> [DATA TO EXAMINE]:
PR #2279, opened 2019-05-13
ENYO-5950: Fix Input text to be visible when disabled and focused

haileyR:
…ocused.

### Checklist

The value was not visible when it's is disabled and focused. The color of the input is white and we lower the opacity of white color which doesn't affect anything.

> [WHAT IS REQUIRED]: Write the whole of the data out again exactly as it stands.

> [EXERCISE RESULT]:
PR #2279, opened 2019-05-13
ENYO-5950: Fix Input text to be visible when disabled and focused

haileyR:
…ocused.

### Checklist

The value was not visible when it's is disabled and focused. The color of the input is white and we lower the opacity of white color which doesn't affect anything.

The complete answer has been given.